Once the line containing "This issue was" is found in the entries below, reproduce it and every line after it, stopping at and including the line containing "Autojump seems to"; reproduce nothing else, and keep each line exact.

_Stored records_
——

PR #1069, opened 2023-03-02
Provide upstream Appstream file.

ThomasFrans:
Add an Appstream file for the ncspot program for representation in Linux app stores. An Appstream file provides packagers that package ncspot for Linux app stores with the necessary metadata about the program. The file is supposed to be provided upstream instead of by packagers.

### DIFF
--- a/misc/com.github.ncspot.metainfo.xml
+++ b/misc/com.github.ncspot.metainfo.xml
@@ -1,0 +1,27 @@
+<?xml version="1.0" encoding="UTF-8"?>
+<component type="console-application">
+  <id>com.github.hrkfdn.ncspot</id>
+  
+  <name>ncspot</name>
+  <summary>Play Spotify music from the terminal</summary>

——

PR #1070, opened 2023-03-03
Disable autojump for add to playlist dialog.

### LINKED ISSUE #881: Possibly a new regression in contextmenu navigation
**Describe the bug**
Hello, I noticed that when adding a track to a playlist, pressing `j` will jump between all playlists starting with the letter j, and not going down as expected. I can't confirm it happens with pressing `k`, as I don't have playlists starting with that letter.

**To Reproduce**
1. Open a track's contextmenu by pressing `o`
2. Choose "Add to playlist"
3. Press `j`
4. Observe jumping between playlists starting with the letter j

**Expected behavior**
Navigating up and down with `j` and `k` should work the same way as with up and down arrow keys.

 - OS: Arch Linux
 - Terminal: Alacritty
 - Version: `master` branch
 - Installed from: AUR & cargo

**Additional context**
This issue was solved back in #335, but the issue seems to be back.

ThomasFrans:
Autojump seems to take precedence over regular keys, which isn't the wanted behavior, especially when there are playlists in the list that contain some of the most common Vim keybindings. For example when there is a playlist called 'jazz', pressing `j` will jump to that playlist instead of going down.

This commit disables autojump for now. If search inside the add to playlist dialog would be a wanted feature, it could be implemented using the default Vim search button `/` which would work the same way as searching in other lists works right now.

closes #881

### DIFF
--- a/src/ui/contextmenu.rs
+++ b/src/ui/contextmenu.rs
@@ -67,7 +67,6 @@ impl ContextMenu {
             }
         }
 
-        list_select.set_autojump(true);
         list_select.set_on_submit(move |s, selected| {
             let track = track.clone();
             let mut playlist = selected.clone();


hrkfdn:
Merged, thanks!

——

_TASK ANSWER_
This issue was solved back in #335, but the issue seems to be back.

ThomasFrans:
Autojump seems to take precedence over regular keys, which isn't the wanted behavior, especially when there are playlists in the list that contain some of the most common Vim keybindings. For example when there is a playlist called 'jazz', pressing `j` will jump to that playlist instead of going down.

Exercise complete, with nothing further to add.